Павел, услышав, как лязгнул замок, осторожно перебрался к противоположной двери, той, что вела в коридор, чуть приоткрыл ее — ровно настолько, чтобы увидеть, как рыдающая съемщица отступила назад, а на пороге бухгалтерии вырос кряжистый мужичок. Лицо его пылало гневом, рот кривился от ярости.
— Черт бы вас побрал!!! — вне себя завопил Аркадий Львович. — Что вы врываетесь? Кто вас звал?
— Несчастье, Аркадий Львович! — плача, повторила съемщица. — Челнок со станка сорвался — и Галине в живот…
— Какого черта! Не умеет обращаться с техникой, пусть не лезет на производство! Когда вылечится, пусть убирается вон! Сколько времени теперь станок простоит, я вас спрашиваю? Хватит нюни распускать! Ваше дело какое? План выполнять! Идите и работайте!
— А как же Галина? — не отставала работница. — Врача надо…
— Да черт бы ее взял, Галину эту! Ладно, будет вам «скорая». Только не стоите здесь, не голосите.
Кряжистый махнул рукой, но все же пошел вслед за работницей в цех, опрометчиво оставив дверь бухгалтерии приоткрытой.
Павел бесшумно выскользнул в коридор, в два прыжка добрался до кабинета Аркадия Львовича, успев по пути мысленно сосредоточиться, чтобы просканировать помещение. Внутри, к его удивлению, никого не оказалось. Куда делся Экбол, было непонятно. Что ж, тем лучше. Никто не помешает сделать то, зачем Павел предпринял этим вечером вылазку на комбинат Ларисы Кирьяш:.
Операция заняла меньше минуты. Павел метнулся к большому, красного дерева столу, заваленному папками, по дороге извлекая из кармана рубашки крохотную, с ноготь, коробочку. Просунул руку под крышку, подержал «жучок» несколько секунд, пока тот не прилепился к шероховатой поверхности. Ну вот, дело сделано. «Жучок» прекрасный. Проверенный. Радиус действия до двух километров. Теперь, даже находясь за пределами фабрики, можно слушать, о чем тут ведутся разговоры.
Бесшумно и быстро Павел вернулся в тесное помещение кладовки.
В коридоре снова послышались шаги, и кто-то громко хлопнул дверью бухгалтерии. Похоже, рассерженный Аркадий Львович вернулся-таки вызвать врача для пострадавшей. Ткачев уже было устроился поудобнее и вставил в ухо миниатюрный наушник, как вдруг пол под ним плавно поплыл вниз. «Лифт, — мелькнуло в голове. — Значит, это не кладовая, а лифт. Очень хорошо. Легче будет пробраться на первый этаж».
* * *
— Ну как, успешно? — нетерпеливо спросила Катя, когда Павел предстал перед, ней, грязный, взлохмаченный, весь в пыли и обрывках ниток.
— Более чем, — лаконично ответил он. — Ты-то как время провела?
— С пользой, — похвасталась Катя. — Прогулялась до автобусной остановки, по пути познакомилась с одной старушенцией.

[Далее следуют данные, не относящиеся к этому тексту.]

PR #2671, opened 2023-07-28
Require basic data loaded for schedule page

iskhakov:
# What this PR does

## Checklist

### DIFF
--- a/grafana-plugin/src/plugin/GrafanaPluginRootPage.tsx
+++ b/grafana-plugin/src/plugin/GrafanaPluginRootPage.tsx
@@ -1,4 +1,4 @@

Говорит, живет неподалеку. Фабрику ненавидит, преисподней величает.
— Да, что-то такое в этой фабрике есть, — неопределенно поддакнул Павел, решив не рассказывать Кате ни про несчастный случай, свидетелем которого он стал, ни про хлопковые тюки, весьма подходящие для транспортировки наркотиков из Средней Азии. — Вредное производство.
— Она не про производство говорила, — усмехнулась Катя. — Тут все гораздо серьезнее. Местные жители давно уже стали замечать, что на фабрике то и дело пропадают люди.
— Как это — то и дело?
— Примерно раз в год. Официальная версия — командировки, обмен опытом, лечение в санаториях. Только обратно пациенты, преимущественно одинокие, не возвращаются. Народ подозревает неладное.